**THE PROBLEM**
Only the lines holding "keybind" are wanted; find them in the listing and return each one.

====== LISTED ENTRIES

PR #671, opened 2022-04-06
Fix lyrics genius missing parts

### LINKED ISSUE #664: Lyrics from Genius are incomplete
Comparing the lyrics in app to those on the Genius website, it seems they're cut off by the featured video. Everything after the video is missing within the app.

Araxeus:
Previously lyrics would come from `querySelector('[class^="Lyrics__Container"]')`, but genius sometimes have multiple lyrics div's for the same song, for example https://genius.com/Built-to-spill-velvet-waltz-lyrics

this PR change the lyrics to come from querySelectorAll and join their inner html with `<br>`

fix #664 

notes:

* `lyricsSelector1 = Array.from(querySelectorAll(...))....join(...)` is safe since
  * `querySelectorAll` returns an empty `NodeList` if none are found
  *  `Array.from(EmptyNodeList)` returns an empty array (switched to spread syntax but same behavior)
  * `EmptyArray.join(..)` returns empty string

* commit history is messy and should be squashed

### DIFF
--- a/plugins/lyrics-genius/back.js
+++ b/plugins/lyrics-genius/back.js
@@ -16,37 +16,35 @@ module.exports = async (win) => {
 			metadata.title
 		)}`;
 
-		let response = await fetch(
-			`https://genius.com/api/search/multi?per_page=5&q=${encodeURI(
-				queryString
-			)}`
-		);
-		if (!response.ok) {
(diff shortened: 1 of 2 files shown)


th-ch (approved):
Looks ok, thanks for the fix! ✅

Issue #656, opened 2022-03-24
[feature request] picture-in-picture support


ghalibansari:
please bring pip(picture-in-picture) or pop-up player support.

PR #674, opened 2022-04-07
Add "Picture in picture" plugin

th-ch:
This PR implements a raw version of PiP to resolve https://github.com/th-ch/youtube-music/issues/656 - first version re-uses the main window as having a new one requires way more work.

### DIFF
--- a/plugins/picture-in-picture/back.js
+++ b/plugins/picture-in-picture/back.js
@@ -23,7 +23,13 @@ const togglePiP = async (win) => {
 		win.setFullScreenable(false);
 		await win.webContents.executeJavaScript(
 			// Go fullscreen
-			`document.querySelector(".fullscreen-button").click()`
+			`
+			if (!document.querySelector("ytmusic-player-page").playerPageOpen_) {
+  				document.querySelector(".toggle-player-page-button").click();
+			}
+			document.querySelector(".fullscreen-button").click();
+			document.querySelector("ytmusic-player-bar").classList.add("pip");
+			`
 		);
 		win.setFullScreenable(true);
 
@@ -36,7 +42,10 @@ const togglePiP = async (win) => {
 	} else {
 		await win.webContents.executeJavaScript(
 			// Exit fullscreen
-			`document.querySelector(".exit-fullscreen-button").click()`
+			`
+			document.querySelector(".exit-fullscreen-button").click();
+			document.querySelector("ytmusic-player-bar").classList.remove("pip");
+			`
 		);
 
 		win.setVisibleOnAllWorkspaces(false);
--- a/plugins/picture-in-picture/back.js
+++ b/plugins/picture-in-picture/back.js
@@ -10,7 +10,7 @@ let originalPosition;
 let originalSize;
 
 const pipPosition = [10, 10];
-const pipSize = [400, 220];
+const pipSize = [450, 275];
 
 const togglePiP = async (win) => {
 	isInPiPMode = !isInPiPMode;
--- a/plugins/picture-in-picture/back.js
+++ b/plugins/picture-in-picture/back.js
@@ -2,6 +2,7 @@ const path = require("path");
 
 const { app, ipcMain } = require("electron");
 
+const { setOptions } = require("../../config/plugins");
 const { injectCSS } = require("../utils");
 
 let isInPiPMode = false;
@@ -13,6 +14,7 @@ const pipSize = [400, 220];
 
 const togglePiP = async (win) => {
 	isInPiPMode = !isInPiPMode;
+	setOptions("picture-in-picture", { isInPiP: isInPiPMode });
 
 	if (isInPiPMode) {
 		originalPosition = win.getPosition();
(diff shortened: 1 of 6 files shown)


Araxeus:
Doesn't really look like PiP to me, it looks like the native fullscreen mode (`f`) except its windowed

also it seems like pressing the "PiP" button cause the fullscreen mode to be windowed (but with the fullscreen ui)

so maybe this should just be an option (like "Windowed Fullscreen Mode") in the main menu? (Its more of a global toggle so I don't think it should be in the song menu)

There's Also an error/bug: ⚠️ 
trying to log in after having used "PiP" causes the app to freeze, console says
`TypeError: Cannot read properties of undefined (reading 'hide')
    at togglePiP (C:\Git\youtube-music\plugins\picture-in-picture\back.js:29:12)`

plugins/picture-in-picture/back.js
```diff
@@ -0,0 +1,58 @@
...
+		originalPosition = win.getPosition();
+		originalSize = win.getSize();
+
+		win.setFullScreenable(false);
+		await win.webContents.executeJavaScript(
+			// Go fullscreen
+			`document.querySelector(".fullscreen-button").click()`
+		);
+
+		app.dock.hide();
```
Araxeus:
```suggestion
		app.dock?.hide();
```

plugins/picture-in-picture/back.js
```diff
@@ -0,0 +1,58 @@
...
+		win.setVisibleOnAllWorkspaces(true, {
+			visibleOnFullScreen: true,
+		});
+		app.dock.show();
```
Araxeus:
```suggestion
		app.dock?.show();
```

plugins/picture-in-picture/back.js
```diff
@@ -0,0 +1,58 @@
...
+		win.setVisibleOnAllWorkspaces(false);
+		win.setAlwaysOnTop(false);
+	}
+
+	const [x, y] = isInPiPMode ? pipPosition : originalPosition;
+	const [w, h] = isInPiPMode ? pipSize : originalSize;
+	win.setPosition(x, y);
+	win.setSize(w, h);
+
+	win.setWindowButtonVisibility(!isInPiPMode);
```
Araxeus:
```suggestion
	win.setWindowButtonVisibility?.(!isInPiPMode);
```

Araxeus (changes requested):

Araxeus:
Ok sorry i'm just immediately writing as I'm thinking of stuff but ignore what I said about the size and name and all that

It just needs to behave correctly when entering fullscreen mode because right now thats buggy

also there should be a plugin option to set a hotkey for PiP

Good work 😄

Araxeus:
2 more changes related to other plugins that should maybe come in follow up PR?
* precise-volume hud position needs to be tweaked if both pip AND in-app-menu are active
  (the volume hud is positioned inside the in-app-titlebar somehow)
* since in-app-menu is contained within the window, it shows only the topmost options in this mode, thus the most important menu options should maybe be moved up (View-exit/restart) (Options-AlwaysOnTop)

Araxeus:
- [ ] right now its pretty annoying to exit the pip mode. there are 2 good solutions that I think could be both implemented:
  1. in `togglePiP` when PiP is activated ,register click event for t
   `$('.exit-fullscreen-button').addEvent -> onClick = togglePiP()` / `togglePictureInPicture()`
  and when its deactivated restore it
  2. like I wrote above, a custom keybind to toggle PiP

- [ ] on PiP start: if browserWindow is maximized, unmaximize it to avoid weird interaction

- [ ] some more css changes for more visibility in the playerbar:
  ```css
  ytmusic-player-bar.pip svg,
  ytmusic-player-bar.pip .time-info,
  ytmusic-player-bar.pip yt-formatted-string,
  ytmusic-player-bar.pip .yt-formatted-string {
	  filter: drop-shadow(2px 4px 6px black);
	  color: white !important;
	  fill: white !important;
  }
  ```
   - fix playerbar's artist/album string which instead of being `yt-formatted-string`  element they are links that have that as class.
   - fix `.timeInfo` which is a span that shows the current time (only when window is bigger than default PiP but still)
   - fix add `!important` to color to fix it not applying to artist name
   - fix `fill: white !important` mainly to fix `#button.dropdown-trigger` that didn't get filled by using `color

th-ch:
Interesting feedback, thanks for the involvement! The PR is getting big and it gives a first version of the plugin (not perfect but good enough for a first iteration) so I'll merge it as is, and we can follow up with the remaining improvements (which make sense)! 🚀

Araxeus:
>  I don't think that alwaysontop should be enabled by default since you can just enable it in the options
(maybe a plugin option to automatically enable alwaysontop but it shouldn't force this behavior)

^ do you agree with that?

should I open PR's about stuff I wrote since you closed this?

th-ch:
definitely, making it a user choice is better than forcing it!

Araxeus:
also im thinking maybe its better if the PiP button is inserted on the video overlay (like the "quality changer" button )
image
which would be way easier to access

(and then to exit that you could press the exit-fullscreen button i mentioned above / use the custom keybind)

============

**SOLUTION FOR THIS EXERCISE**
  2. like I wrote above, a custom keybind to toggle PiP
(and then to exit that you could press the exit-fullscreen button i mentioned above / use the custom keybind)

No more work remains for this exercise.